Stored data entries
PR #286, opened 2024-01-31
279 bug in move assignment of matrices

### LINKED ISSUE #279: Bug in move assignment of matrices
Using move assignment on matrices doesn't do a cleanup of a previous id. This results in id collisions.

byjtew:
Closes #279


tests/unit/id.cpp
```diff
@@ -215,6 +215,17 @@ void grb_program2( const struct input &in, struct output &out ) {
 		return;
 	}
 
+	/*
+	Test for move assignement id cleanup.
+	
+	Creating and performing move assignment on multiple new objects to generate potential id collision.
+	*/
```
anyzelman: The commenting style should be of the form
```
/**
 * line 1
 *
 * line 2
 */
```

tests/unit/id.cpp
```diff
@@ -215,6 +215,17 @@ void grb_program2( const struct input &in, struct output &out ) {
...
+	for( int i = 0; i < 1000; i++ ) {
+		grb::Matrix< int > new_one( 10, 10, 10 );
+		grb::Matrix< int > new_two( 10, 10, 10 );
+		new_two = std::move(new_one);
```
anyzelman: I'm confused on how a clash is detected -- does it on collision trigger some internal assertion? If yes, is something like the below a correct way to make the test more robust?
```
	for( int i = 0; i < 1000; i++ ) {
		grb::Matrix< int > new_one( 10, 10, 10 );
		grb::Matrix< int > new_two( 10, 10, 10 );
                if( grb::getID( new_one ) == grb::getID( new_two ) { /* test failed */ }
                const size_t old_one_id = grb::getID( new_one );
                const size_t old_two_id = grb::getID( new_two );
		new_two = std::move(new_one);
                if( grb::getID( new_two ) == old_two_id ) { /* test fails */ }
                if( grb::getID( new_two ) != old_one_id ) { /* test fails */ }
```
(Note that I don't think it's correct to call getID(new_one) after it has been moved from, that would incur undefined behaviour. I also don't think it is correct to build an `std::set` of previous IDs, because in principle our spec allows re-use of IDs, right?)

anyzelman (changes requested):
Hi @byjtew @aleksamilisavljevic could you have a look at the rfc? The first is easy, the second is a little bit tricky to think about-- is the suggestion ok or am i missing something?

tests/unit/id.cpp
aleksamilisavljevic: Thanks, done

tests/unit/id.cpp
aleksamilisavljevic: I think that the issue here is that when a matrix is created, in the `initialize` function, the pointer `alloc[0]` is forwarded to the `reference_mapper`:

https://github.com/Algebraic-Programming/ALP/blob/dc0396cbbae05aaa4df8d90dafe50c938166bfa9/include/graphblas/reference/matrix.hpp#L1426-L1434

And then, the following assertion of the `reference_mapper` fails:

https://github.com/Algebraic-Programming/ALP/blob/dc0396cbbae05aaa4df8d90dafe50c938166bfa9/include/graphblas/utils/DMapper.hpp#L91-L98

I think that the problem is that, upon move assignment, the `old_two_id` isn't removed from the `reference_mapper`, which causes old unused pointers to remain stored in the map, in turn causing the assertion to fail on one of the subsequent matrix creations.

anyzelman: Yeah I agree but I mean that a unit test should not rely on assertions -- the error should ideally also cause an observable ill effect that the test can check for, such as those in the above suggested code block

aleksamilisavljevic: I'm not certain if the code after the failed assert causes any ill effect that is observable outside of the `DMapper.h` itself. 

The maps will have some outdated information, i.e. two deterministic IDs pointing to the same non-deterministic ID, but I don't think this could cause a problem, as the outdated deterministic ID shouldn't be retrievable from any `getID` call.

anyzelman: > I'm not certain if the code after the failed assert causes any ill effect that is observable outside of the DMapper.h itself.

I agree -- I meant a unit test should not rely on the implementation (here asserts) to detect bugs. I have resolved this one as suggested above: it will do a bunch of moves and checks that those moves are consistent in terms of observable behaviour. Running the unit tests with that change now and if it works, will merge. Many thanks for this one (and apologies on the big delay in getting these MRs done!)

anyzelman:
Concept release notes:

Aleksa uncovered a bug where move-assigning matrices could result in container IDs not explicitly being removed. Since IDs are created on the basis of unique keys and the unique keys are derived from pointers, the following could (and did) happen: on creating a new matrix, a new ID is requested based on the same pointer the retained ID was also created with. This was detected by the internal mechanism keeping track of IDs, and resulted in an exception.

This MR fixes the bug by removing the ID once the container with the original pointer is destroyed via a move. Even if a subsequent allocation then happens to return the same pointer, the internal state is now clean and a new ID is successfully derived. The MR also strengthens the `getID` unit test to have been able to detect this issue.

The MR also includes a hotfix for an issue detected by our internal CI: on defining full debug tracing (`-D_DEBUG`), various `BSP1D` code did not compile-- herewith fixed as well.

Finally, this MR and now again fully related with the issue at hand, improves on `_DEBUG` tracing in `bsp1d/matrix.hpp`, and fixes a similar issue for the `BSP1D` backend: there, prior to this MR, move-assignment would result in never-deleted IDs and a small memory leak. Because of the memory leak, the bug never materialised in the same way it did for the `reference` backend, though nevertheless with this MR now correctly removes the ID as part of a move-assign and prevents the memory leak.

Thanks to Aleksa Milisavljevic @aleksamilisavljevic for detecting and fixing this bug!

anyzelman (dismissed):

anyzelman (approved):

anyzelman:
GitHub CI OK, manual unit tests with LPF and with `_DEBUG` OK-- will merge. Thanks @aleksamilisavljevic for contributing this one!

Problem requirements. Each line of the data that includes the word "cleanup" counts once; report the total and nothing more.

Written response. 2